Benito Eremasilevu (born October 7, 1989) in Savusavu, Cakaudrove is a Fijian rugby union footballer. He plays wing for Fiji and French Top 14 side, Brive.

==Career==
Masilevu was born in Savusavu, he attended St Bedes Primary school. He later moved to Suva and attended Marist Brothers High School. After finishing High school, he joined the Fiji National University and completed his diploma in teaching.

He started playing 7's rugby and soon he was spotted by Fiji sevens assistant coach, Etuate Waqa, who included him in his squad. He made his debut in the 2013 Gold Coast Sevens where he scored 6 tries. He finished the 2013–14 IRB Sevens World Series with 27 tries and 2nd highest try scorer overall behind another Fijian winger, Samisoni Viriviri.

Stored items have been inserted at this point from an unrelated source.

PR #1885, opened 2020-10-02
HARP-12026 Apply tilt limit also to rotation center

nzjony:

### DIFF
--- a/@here/harp-mapview/lib/Utils.ts
+++ b/@here/harp-mapview/lib/Utils.ts
@@ -248,6 +248,14 @@ export namespace MapViewUtils {
             return;
         }
 
+        const mapTargetWorld =
+            offsetX === 0 && offsetY === 0
+                ? rotationTargetWorld
+                : MapViewUtils.rayCastWorldCoordinates(mapView, 0, 0);
+        if (mapTargetWorld === null) {
+            return;
+        }
+
         applyAzimuthAroundTarget(mapView, rotationTargetWorld, -deltaAzimuth);
 
         const clampedDeltaTilt = computeClampedDeltaTilt(
@@ -256,6 +264,7 @@ export namespace MapViewUtils {
             offsetY,
             deltaTilt,
             maxTiltAngle,
+            mapTargetWorld,
             rotationTargetWorld
         );
 
@@ -289,7 +298,9 @@ export namespace MapViewUtils {
      * @internal
      *
      * Clamps the supplied `deltaTilt` to the `maxTiltAngle` supplied. Note, when a non-zero offset
-     * is applied, we apply
+     * is applied, we apply another max angle of 89 degrees to the rotation center to prevent some
+     * corner cases where the angle at the rotation center is 90 degrees and therefore intersects
+     * the geometry with the near plane.
      */
     function computeClampedDeltaTilt(
         mapView: MapView,
@@ -297,38 +308,25 @@ export namespace MapViewUtils {
         offsetY: number,
         deltaTilt: number,
         maxTiltAngle: number,
+        mapTargetWorld: THREE.Vector3,
         rotationTargetWorld: THREE.Vector3
     ): number {
         const camera = mapView.camera;
         const projection = mapView.projection;
 
-        const mapTargetWorld =
-            offsetX === 0 && offsetY === 0
-                ? rotationTargetWorld
-                : MapViewUtils.rayCastWorldCoordinates(mapView, 0, 0);
-        if (mapTargetWorld === null) {
-            return 0;
+        const tilt = extractTiltAngleFromLocation(projection, camera, mapTargetWorld);
+        if (tilt + deltaTilt < 0) {
+            // Clamp the final tilt to 0
+            return -tilt;
+        } else if (deltaTilt <= 0) {
+            // Reducing the tilt isn't clamped (apart from above).
+            return deltaTilt;
         }
 
-        let currentTilt = 0;
-        {
-            const mapTargetNormal = projection.surfaceNormal(mapTargetWorld, cache.vector3[0]);
-            camera.updateMatrixWorld(true);
-
-            const dir = cache.vector3[1].setFromMatrixColumn(camera.matrixWorld, 2);
-            const up = cache.vector3[2].setFromMatrixColumn(camera.matrixWorld, 1);
-
-            // Due to inaccuracies it can happen that the tilt angle gets less than 0.
-            // Using the dot product of the direction vector and the surface normal alone does not give us the sign.
-            const tiltSign = Math.sign(up.dot(mapTargetNormal));
-            currentTilt = (tiltSign === 0 ? 1 : tiltSign) * dir.angleTo(mapTargetNormal);
-        }
-
-        const currentTiltRotationCenter = MapViewUtils.extractTiltAngleFromLocation(
-            mapView.projection,
-            mapView.camera,
-            rotationTargetWorld!
-        );
+        const rotationCenterTilt =
+            offsetX === 0 && offsetX === offsetY
+                ? tilt
+                : extractTiltAngleFromLocation(projection, camera, rotationTargetWorld!);
 
         // This is used to find the max tilt angle, because the difference in normals is needed
         // to correct the triangle used to find the max tilt angle at the rotation center, please
@@ -344,65 +342,59 @@ export namespace MapViewUtils {
         }
 
         const ninetyRad = THREE.MathUtils.degToRad(90);
-        // This calculates the angle between the direction vector to the rotation center from the
-        // camera and the direction vector to the map view center (offsetX and offsetY == 0). This
-        // value stays constant when tilting but using the same X & Y offsets. We use the triangle
-        // with these two vectors from the camera position and the intersection of the flat plane.
-        // We know two angles, and the third is easy to compute (just 180 minus the sum of the
-        // rest). the first angle is 90 degrees + the current tilt, i.e. the tilt at the map
-        // center. The second angle is 90 - the tilt at the rotation center. Note, this doesn't work
-        // for sphere, it would have to be fixed for that.
+        // The following terminology will be used:
+        // R = rotation target, i.e. the point about which we are rotating: `rotationTargetWorld`
+        // C = camera position
+        // M = map target, i.e. the point which the camera is looking at: `mapTargetWorld`
+        // The following variable `angleBetweenRotationTargetAndMapTarget` is the angle between the
+        // two rays C->R and C->M, i.e. the angle RCM. This angle remains constant when tilting with
+        // a fixed `offsetX` and `offsetY`. It is calculated by using the intersection of the two
+        // ways with the earth. Where:
+        // MRC is 90 + `angleBetweenNormals` - tilt at R.
+        // CMR is 90 + `tilt`
+        // RCM is 180 - CRM - RMC, aka `angleBetweenRotationTargetAndMapTarget`
+        // Note the use of `angleBetweenNormals` to ensure this works for spherical projections.
         const angleBetweenRotationTargetAndMapTarget =
             ninetyRad * 2 -
-            (ninetyRad + angleBetweenNormals - currentTiltRotationCenter + ninetyRad + currentTilt);
+            (ninetyRad + angleBetweenNormals - rotationCenterTilt + ninetyRad + tilt);
 
-        // This uses the same formula as above, just we change `currentTilt` to the maxTiltAngle,
+        // This uses the same formula as above, just we change `tilt` to the maxTiltAngle,
         // i.e we want to find the greatest angle at the rotation target that gives us the max
         // angle at the map center target.
+        // i.e. CMR is 90 + `maxTiltAngle`
         const maxRotationTargetAngle =
             ninetyRad * 2 - angleBetweenRotationTargetAndMapTarget - ninetyRad - maxTiltAngle;
 
-        // We compute the max tilt based on the angle of the inner triangle, note, for sphere
-        // projection this is just an approximation, in order to compute this exactly, we would
-        // need to shift the camera to the new position, compute the new normal at the map center
-        // and use this to then compute the angleBetweenNormals, it would then actually need to be
-        // done iteratively, because when shifting the camera, it is possible that we move it to a
-        // position which is outside the max tilt given the new normal. Because the `deltaTilt` is
-        // generally small, the difference in normals should be for most cases very small and the
-        // extra computation required to compute such a small value isn't worth it. The value we
-        // compute is anyway conservative, so we don't risk computing something that will put the
-        // camera outside the valid range.
+        // Converting the `maxRotationTargetAngle` back to a tilt is as easy as subtracting it from
+        // 90 and the `angleBetweenNormals`, i.e. this gives us the maximum allowed tilt at R
+        // that satisfies the `maxTiltAngle` constraint.
         const maxTilt = ninetyRad + angleBetweenNormals - maxRotationTargetAngle;
 
         const clampedDeltaTiltMapTarget =
-            MathUtils.clamp(deltaTilt + currentTiltRotationCenter, 0, maxTilt) -
-            currentTiltRotationCenter;
+            MathUtils.clamp(deltaTilt + rotationCenterTilt, 0, maxTilt) - rotationCenterTilt;
 
         const maxRotationTiltAngle = THREE.MathUtils.degToRad(89);
-        // Here we clamp to 89 degrees, to prevent it intersecting with the world at 90, note, we
-        // don't use the `maxTiltAngle`, because then special handling needs to be applied when for
-        // example the tilt at the rotation center is more than that at the map target, then the
-        // tilt feels different at the center / offset positions. Using 89 gives the most natual
-        // feeling when applying the tilt angle.
+        // Here we clamp to 89 degrees, to prevent it intersecting with the world at 90. This is
+        // possible for example when the R position is near the horizon. If the angle RCM is say 5
+        // degrees, then an angle of say 89 degrees at R, plus 5 degrees means the tilt at M would
+        // be 84 degrees. If the `maxTiltAngle` is however 89, then we still have what seems like 5
+        // degrees at M, so, without this check, we would go to 90 degrees.
         const clampedDeltaTiltRotationTarget =
-            MathUtils.clamp(deltaTilt + currentTiltRotationCenter, 0, maxRotationTiltAngle) -
-            currentTiltRotationCenter;
+            MathUtils.clamp(deltaTilt + rotationCenterTilt, 0, maxRotationTiltAngle) -
+            rotationCenterTilt;
 
         // Math.min doesn't work, because we need to keep the sign of the delta as well.
-        const clampedDeltaTilt =
-            Math.abs(clampedDeltaTiltMapTarget) < Math.abs(clampedDeltaTiltRotationTarget)
-                ? clampedDeltaTiltMapTarget
-                : clampedDeltaTiltRotationTarget;
+        const clampedDeltaTilt = Math.min(
+            clampedDeltaTiltMapTarget,
+            clampedDeltaTiltRotationTarget
+        );
 
         // It can happen in some cases that the maxRotationTiltAngle is exceeded because the
         // `clampedDeltaTilt` is taken from the smaller value clampedDeltaTiltMapTarget. We check
         // that we don't exceed 0, because otherwise it will snap to 89, so we let the user ease
         // back to 89, but not any further.
-        if (
-            currentTiltRotationCenter + clampedDeltaTilt >= maxRotationTiltAngle &&
-            clampedDeltaTilt > 0
-        ) {
-            return maxRotationTiltAngle - currentTiltRotationCenter;
+        if (rotationCenterTilt + clampedDeltaTilt >= maxRotationTiltAngle) {
+            return maxRotationTiltAngle - rotationCenterTilt;
         }
 
         return clampedDeltaTilt;
@@ -420,10 +412,10 @@ export namespace MapViewUtils {
         deltaTilt: number
     ) {
         const camera = mapView.camera;
-        // We use index 2, because these values are required if the method: rayCastWorldCoordinates
-        // fails, which itself uses indexes 0 and 1.
-        const posBackup = cache.vector3[2].copy(camera.position);
-        const quatBackup = cache.quaternions[1].copy(camera.quaternion);
+        // Consider to use the cache if necessary, but beware, because the `rayCastWorldCoordinates`
+        // also uses this cache.
+        const posBackup = camera.position.clone();
+        const quatBackup = camera.quaternion.clone();
 
         const tiltAxis = cache.vector3[0].set(1, 0, 0).applyQuaternion(camera.quaternion);
         const tiltQuat = cache.quaternions[0].setFromAxisAngle(tiltAxis, deltaTilt);
--- a/@here/harp-mapview/lib/Utils.ts
+++ b/@here/harp-mapview/lib/Utils.ts
@@ -11,6 +11,7 @@ import {
     OrientedBox3,
     Projection,
     ProjectionType,
+    sphereProjection,
     TileKey,
     Vector3Like
 } from "@here/harp-geoutils";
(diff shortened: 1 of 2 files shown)


@here/harp-mapview/lib/Utils.ts
```diff
@@ -278,8 +278,31 @@ export namespace MapViewUtils {
...
+        // mapTargetWorld then has 3 angles, 5 degrees, 90 + 84.5, that then puts the angle between
+        // the camera and the world plane at 0.5 degrees (or as a tilt, 89.5), which is outside the
+        // tilt limit of 89.
+        const dirToRotationTarget = cache.vector3[0];
+        dirToRotationTarget.copy(camera.position).sub(rotationTargetWorld);
+        dirToRotationTarget.normalize();
+        const currentTiltRotationCenter = dirToRotationTarget.angleTo(mapTargetNormal);
+        // Set the delta in such a way that the final angle will be maxTiltAngle
+        if (currentTiltRotationCenter + deltaTilt > maxTiltAngle) {
+            clampedDeltaTilt = maxTiltAngle - currentTiltRotationCenter;
```
atomicsulfate, line 303: here you're overwriting the clamped delta tilt with respect to the map target. what if clampedDeltaTiltAtMapTarget < clampedDeltaTiltAtRotTarget ?
Then you will apply clampedDeltaTiltAtRotTarget and the camera will be at a tilt higher than maxTilt at the map target.

I think here you should take the most restrictive of the two clamped delta tilts (the minimum).

@here/harp-mapview/lib/Utils.ts
```diff
@@ -278,8 +278,31 @@ export namespace MapViewUtils {
...
+        // maxTiltAngle. As an example, imagine our max tilt angle is 89 degrees and that the angle
+        // between the center / rotation target is 5 degrees and that the current tilt to the
+        // mapTargetWorld is 84.5 degrees, the triangle from the rotaionTargetWorld -> camera ->
+        // mapTargetWorld then has 3 angles, 5 degrees, 90 + 84.5, that then puts the angle between
+        // the camera and the world plane at 0.5 degrees (or as a tilt, 89.5), which is outside the
+        // tilt limit of 89.
+        const dirToRotationTarget = cache.vector3[0];
+        dirToRotationTarget.copy(camera.position).sub(rotationTargetWorld);
+        dirToRotationTarget.normalize();
+        const currentTiltRotationCenter = dirToRotationTarget.angleTo(mapTargetNormal);
```
atomicsulfate, line 300: I think you should use here the normal at the rotation center instead of the normal at the map target. For planar is the same. For sphere, I'm not sure what's the meaning of the angle between the rotation target direction and the normal at the map target.

nzjony: I forgot about sphere.... will take a re-look, thanks for noticing.

@here/harp-mapview/lib/Utils.ts
nzjony: Good spotting, I will fix.

@here/harp-mapview/lib/Utils.ts
```diff
@@ -242,53 +243,190 @@ export namespace MapViewUtils {
...
+     */
+    function applyTiltAroundTarget(
+        mapView: MapView,
+        rotationTargetWorld: THREE.Vector3,
+        deltaTilt: number
+    ) {
+        const camera = mapView.camera;
+        // We use index 2, because these values are required if the method: rayCastWorldCoordinates
+        // fails, which itself uses indexes 0 and 1.
+        const posBackup = cache.vector3[2].copy(camera.position);
```
atomicsulfate, line 425: These problems with functions in Utils.ts trashing each other's temp variables are getting scary.
We are abusing temp caches in this file, having a cache object of temp variable arrays is just too much.

If you had to add a comment to clarify why you have to use that tmp variable and no other, it's a good sign we have to stop. I suggest you just clone camera position. If later we see a problem with that, we'll see what we can do.

I would vote to dismantle that cache object we use here.

nzjony: Fully, agree, it is a nightmare to program with, I had numerous times when bugs showed just because I forgot I was overwriting memory with a function call that I needed later.

Will remove them in this case that you mention. In the other cases, the cache usage is ok, because something is calculated immediately and not required anymore.

@here/harp-mapview/lib/Utils.ts
```diff
@@ -242,53 +243,190 @@ export namespace MapViewUtils {
...
+        const projection = mapView.projection;
 
         const mapTargetWorld =
             offsetX === 0 && offsetY === 0
                 ? rotationTargetWorld
                 : MapViewUtils.rayCastWorldCoordinates(mapView, 0, 0);
         if (mapTargetWorld === null) {
-            return;
+            return 0;
         }
```
atomicsulfate, line 311: Before we were returning from "orbitAroundScreenPoint" if the map target is not on the ground. Now we return 0 tilt and go on an apply it. We could return immediately as before.
Maybe this piece of code belongs to "orbitAroundScreenPoint" instead, that way you can return from the function directly without forcing this one to return some undefined tilt value.

@here/harp-mapview/lib/Utils.ts
```diff
@@ -242,53 +243,190 @@ export namespace MapViewUtils {
...
+            currentTilt = (tiltSign === 0 ? 1 : tiltSign) * dir.angleTo(mapTargetNormal);
+        }
 
-        //FIXME(HARP-11926): For globe tilt in the map center is different from the tilt in the rotation center,
-        //hence the clamped tilt is too conservative.
+        const currentTiltRotationCenter = MapViewUtils.extractTiltAngleFromLocation(
+            mapView.projection,
+            mapView.camera,
+            rotationTargetWorld!
+        );
```
atomicsulfate, line 331: we should skip doing this if offset is 0 (when mapTarget === rotationTarget). In this case currentTiltRotationCenter === currentTilt

@here/harp-mapview/lib/Utils.ts
```diff
@@ -242,53 +243,190 @@ export namespace MapViewUtils {
...
+
+        const maxRotationTiltAngle = THREE.MathUtils.degToRad(89);
+        // Here we clamp to 89 degrees, to prevent it intersecting with the world at 90, note, we
+        // don't use the `maxTiltAngle`, because then special handling needs to be applied when for
+        // example the tilt at the rotation center is more than that at the map target, then the
+        // tilt feels different at the center / offset positions. Using 89 gives the most natual
+        // feeling when applying the tilt angle.
+        const clampedDeltaTiltRotationTarget =
+            MathUtils.clamp(deltaTilt + currentTiltRotationCenter, 0, maxRotationTiltAngle) -
+            currentTiltRotationCenter;
```
atomicsulfate, line 389: after this: 
clampedDeltaTiltRotationTarget <= (89 - currentTiltRotationCenter)

@here/harp-mapview/lib/Utils.ts
```diff
@@ -242,53 +243,190 @@ export namespace MapViewUtils {
...
+
+        // Math.min doesn't work, because we need to keep the sign of the delta as well.
         const clampedDeltaTilt =
-            MathUtils.clamp(deltaTilt + currentTilt, 0, maxTiltAngle) - currentTilt;
-        if (Math.abs(clampedDeltaTilt) <= Number.EPSILON) {
-            return;
+            Math.abs(clampedDeltaTiltMapTarget) < Math.abs(clampedDeltaTiltRotationTarget)
+                ? clampedDeltaTiltMapTarget
+                : clampedDeltaTiltRotationTarget;
```
atomicsulfate, line 395: after this:
clampedDeltaTilt <= clampedDeltaTiltRotationTarget <=   (89 - currentTiltRotationCenter)

@here/harp-mapview/lib/Utils.ts
```diff
@@ -242,53 +243,190 @@ export namespace MapViewUtils {
...
+
+        // It can happen in some cases that the maxRotationTiltAngle is exceeded because the
+        // `clampedDeltaTilt` is taken from the smaller value clampedDeltaTiltMapTarget. We check
+        // that we don't exceed 0, because otherwise it will snap to 89, so we let the user ease
+        // back to 89, but not any further.
+        if (
+            currentTiltRotationCenter + clampedDeltaTilt >= maxRotationTiltAngle &&
+            clampedDeltaTilt > 0
```
atomicsulfate, line 403: as I mention above clampedDeltaTilt <= (89 - currentTiltRotationCenter), that means:

currentTiltRotationCenter + clampedDeltaTilt  <= 89

And therefore that condition in the if statement should always be false right?

@here/harp-mapview/lib/Utils.ts
```diff
@@ -242,53 +243,190 @@ export namespace MapViewUtils {
...
         if (mapTargetWorld === null) {
-            return;
+            return 0;
         }
-        const mapTargetNormal = projection.surfaceNormal(mapTargetWorld, new THREE.Vector3());
 
-        camera.updateMatrixWorld(true);
-        const dir = cache.vector3[1].setFromMatrixColumn(camera.matrixWorld, 2);
-        const up = cache.vector3[2].setFromMatrixColumn(camera.matrixWorld, 1);
+        let currentTilt = 0;
```
atomicsulfate, line 313: before doing anything we could check if deltaTilt is negative. If we are reducing the tilt, we don't really need to clamp it. Only if it's positive there's a possibility that we exceed the maximum values.

@here/harp-mapview/lib/Utils.ts
```diff
@@ -242,53 +243,190 @@ export namespace MapViewUtils {
...
+
+        // It can happen in some cases that the maxRotationTiltAngle is exceeded because the
+        // `clampedDeltaTilt` is taken from the smaller value clampedDeltaTiltMapTarget. We check
+        // that we don't exceed 0, because otherwise it will snap to 89, so we let the user ease
+        // back to 89, but not any further.
+        if (
+            currentTiltRotationCenter + clampedDeltaTilt >= maxRotationTiltAngle &&
+            clampedDeltaTilt > 0
+        ) {
+            return maxRotationTiltAngle - currentTiltRotationCenter;
```
atomicsulfate, line 405: If we return early for negative delta tilts as I mentioned at the top of the function, this part of the function could e simpler. You could use Math.min above and the last if shouldn't be needed.

@here/harp-mapview/lib/Utils.ts
```diff
@@ -242,53 +243,190 @@ export namespace MapViewUtils {
...
+        // projection this is just an approximation, in order to compute this exactly, we would
+        // need to shift the camera to the new position, compute the new normal at the map center
+        // and use this to then compute the angleBetweenNormals, it would then actually need to be
+        // done iteratively, because when shifting the camera, it is possible that we move it to a
+        // position which is outside the max tilt given the new normal. Because the `deltaTilt` is
+        // generally small, the difference in normals should be for most cases very small and the
+        // extra computation required to compute such a small value isn't worth it. The value we
+        // compute is anyway conservative, so we don't risk computing something that will put the
+        // camera outside the valid range.
+        const maxTilt = ninetyRad + angleBetweenNormals - maxRotationTargetAngle;
```
atomicsulfate, line 375: I'm having trouble understanding what you're doing here.
The last time we discussed we agreed on just limiting the tilt at the rotation center to 89 and at the map target to maxTilt. Did you a find a problem with that solution?

Anyway, I'm not sure which triangle you mention here. I think you mean the triangle CRT, being C = camera, R = rotation target, T = map target. If that's the case, the you make the following angle calculations:

angle at T (CTR) = 90 + currentTilt
angle at R (CRT) = 90 - currentTiltRotationCenter

I don't understand those calculations.

atomicsulfate (commented):
I'm having issues understanding parts of the code, see my comments.

@here/harp-mapview/lib/Utils.ts
nzjony: I will move.

@here/harp-mapview/lib/Utils.ts
```diff
@@ -242,53 +243,190 @@ export namespace MapViewUtils {
...
-        // Using the dot product of the direction vector and the surface normal alone does not give us the sign.
-        const tiltSign = Math.sign(up.dot(mapTargetNormal));
+            const dir = cache.vector3[1].setFromMatrixColumn(camera.matrixWorld, 2);
+            const up = cache.vector3[2].setFromMatrixColumn(camera.matrixWorld, 1);
 
-        const currentTilt = (tiltSign === 0 ? 1 : tiltSign) * dir.angleTo(mapTargetNormal);
+            // Due to inaccuracies it can happen that the tilt angle gets less than 0.
+            // Using the dot product of the direction vector and the surface normal alone does not give us the sign.
+            const tiltSign = Math.sign(up.dot(mapTargetNormal));
+            currentTilt = (tiltSign === 0 ? 1 : tiltSign) * dir.angleTo(mapTargetNormal);
```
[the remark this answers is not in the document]
nzjony: Good idea, FYI I see the check for tilt angle less than zero is already part of the function:

```
if (cosTheta > 1 - epsilon) {
            // Top down view.
            return 0;
        }
```

@here/harp-mapview/lib/Utils.ts
nzjony: Good point, will do. I only needed to clamp to ensure that if applying the deltaTilt would make the tilt -ve, to stop at 0 tilt.

@here/harp-mapview/lib/Utils.ts
nzjony: Yes, the other solution works in Planar, but I was getting issues with the sphere case, and I spent a few days trying to find an adequate solution, but never could, so I decided to write the algorithm again  from scratch.

nzjony: > and at the map target to maxTilt

It isn't actually limiting to the maxTilt, it just looks like it, we were applying the deltaTilt around the rotation target, and not the map target. As such it is easy to get the map target past the horizon, for example, if your rotation center is below the map target, then you have less tilt, say the map target has tilt 45, and the tilt at rotation center is 30, which gives us 15 more degrees of freedom until we reach the max tilt, hence it can easily hit the horizon (with both values < 89).

nzjony: I will reword using the terminology you suggested above.

nzjony:
> I'm having issues understanding parts of the code, see my comments.

Thanks for the review @atomicsulfate , I have addressed the comments, see my commit: https://github.com/heremaps/harp.gl/pull/1885/commits/84ee84e521f2ea441a3ae840f7f7fc5629995cfd

@here/harp-mapview/lib/Utils.ts
```diff
@@ -242,53 +243,182 @@ export namespace MapViewUtils {
...
+     * the geometry with the near plane.
+     */
+    function computeClampedDeltaTilt(
+        mapView: MapView,
+        offsetX: number,
+        offsetY: number,
+        deltaTilt: number,
+        maxTiltAngle: number,
+        mapTargetWorld: THREE.Vector3,
+        rotationTargetWorld: THREE.Vector3
```
atomicsulfate, line 312: This function doesn't need the offsets anymore. It only needs to know whether the rotation target is the same as the map target. You can make rotationTargetWorld optional. If undefined, the rotation has mapTargetWorld as center.

@here/harp-mapview/lib/Utils.ts
```diff
@@ -242,53 +243,182 @@ export namespace MapViewUtils {
...
+        // Here we clamp to 89 degrees, to prevent it intersecting with the world at 90. This is
+        // possible for example when the R position is near the horizon. If the angle RCM is say 5
+        // degrees, then an angle of say 89 degrees at R, plus 5 degrees means the tilt at M would
+        // be 84 degrees. If the `maxTiltAngle` is however 89, then we still have what seems like 5
+        // degrees at M, so, without this check, we would go to 90 degrees.
+        const clampedDeltaTiltRotationTarget =
+            MathUtils.clamp(deltaTilt + rotationCenterTilt, 0, maxRotationTiltAngle) -
+            rotationCenterTilt;
+
+        // Math.min doesn't work, because we need to keep the sign of the delta as well.
```
atomicsulfate, line 386: Outdated comment.

@here/harp-mapview/lib/Utils.ts
```diff
@@ -242,53 +243,182 @@ export namespace MapViewUtils {
...
+            return -tilt;
+        } else if (deltaTilt <= 0) {
+            // Reducing the tilt isn't clamped (apart from above).
+            return deltaTilt;
+        }
+
+        const rotationCenterTilt =
+            offsetX === 0 && offsetX === offsetY
+                ? tilt
+                : extractTiltAngleFromLocation(projection, camera, rotationTargetWorld!);
```
atomicsulfate, line 329: if the rotation and map targets are the same point, most of the code after this is not needed anymore, i.e., there's no triangle anymore. We only need to check the tilt on the map target.

@here/harp-mapview/lib/Utils.ts
nzjony: I need them to check whether the points are the same or not, I thought it would be better to check the offset rather than do an exact check, i.e. `mapTargetWorld.equals(rotationTargetWorld)`, because of potential rounding issues? Though I guess they would be the same if the offsets are the same, so maybe I should just go with the `equals`

@here/harp-mapview/lib/Utils.ts
nzjony: Good point, thanks.

@here/harp-mapview/lib/Utils.ts
```diff
@@ -242,53 +243,182 @@ export namespace MapViewUtils {
...
+        mapTargetWorld: THREE.Vector3,
+        rotationTargetWorld: THREE.Vector3
+    ): number {
+        const camera = mapView.camera;
+        const projection = mapView.projection;
+
+        const tilt = extractTiltAngleFromLocation(projection, camera, mapTargetWorld);
+        if (tilt + deltaTilt < 0) {
+            // Clamp the final tilt to 0
+            return -tilt;
```
atomicsulfate, line 320: Shouldn't we return 0 here then? 
We should also check later than if we return 0, we don't call applyTiltAroundTarget later, or applyTiltAroundTarget returns early.

nzjony: This function returns a delta, so if we have current tilt as `tilt`, then returning `-tilt` will result in a final tilt value of 0.

@here/harp-mapview/lib/Utils.ts
```diff
@@ -242,53 +243,182 @@ export namespace MapViewUtils {
...
+        // degrees at M, so, without this check, we would go to 90 degrees.
+        const clampedDeltaTiltRotationTarget =
+            MathUtils.clamp(deltaTilt + rotationCenterTilt, 0, maxRotationTiltAngle) -
+            rotationCenterTilt;
+
+        // Math.min doesn't work, because we need to keep the sign of the delta as well.
+        const clampedDeltaTilt = Math.min(
+            clampedDeltaTiltMapTarget,
+            clampedDeltaTiltRotationTarget
+        );
```
atomicsulfate, line 391: Here you're doing:

clampedDeltaTilt = min(clampedDeltaTiltM,clampedDeltaTiltR) = 
min( clamp(deltaTilt + rotCenterTilt, 0, maxTilt) - rotCenterTilt, clamp(deltaTilt + rotCenterTilt, 0, maxRotTiltAngle) - rotationCenterTilt ) =
min( clamp(deltaTilt + rotCenterTilt, 0, maxTilt) , clamp(deltaTilt + rotCenterTilt, 0, maxRotTiltAngle) ) - rotCenterTilt

So this can be simplified to:

min( clamp(deltaTilt + rotCenterTilt, 0, min(maxTilt,maxRotTiltAngle)) - rotCenterTilt

Is this this intended? Does it make sense to compute clampedDeltaTiltMapTarget using rotationCenterTilt ?

@here/harp-mapview/lib/Utils.ts
```diff
@@ -242,53 +243,182 @@ export namespace MapViewUtils {
...
+
+        // It can happen in some cases that the maxRotationTiltAngle is exceeded because the
+        // `clampedDeltaTilt` is taken from the smaller value clampedDeltaTiltMapTarget. We check
+        // that we don't exceed 0, because otherwise it will snap to 89, so we let the user ease
+        // back to 89, but not any further.
+        if (rotationCenterTilt + clampedDeltaTilt >= maxRotationTiltAngle) {
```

His strong performance on the sevens circuit caught the eye of CA Brive head coach, Nicolas Godignon who signed him up. He joined other Fijian players in the squad including, Sisaro Koyamaibole, Dominiko Waqaniburotu and Malakai Radikedike.

In September 2014, he made news headlines when he beat Toulouse winger, Gaël Fickou for dead with a giant sidestep to score a match winning try. A few days later, Masilevu extended his 1-year contract until 2018.

On 11 July 2015, he made his debut for the Flying Fijians starting on the wing in a 26–27 loss to the Māori All Blacks in Suva.

In 2017 he was named to the Flying Fijians squad for tests against Australia and for the 2017 Pacific nations Cup.

In 2022 he started a farming business in preparation for his retirement from rugby.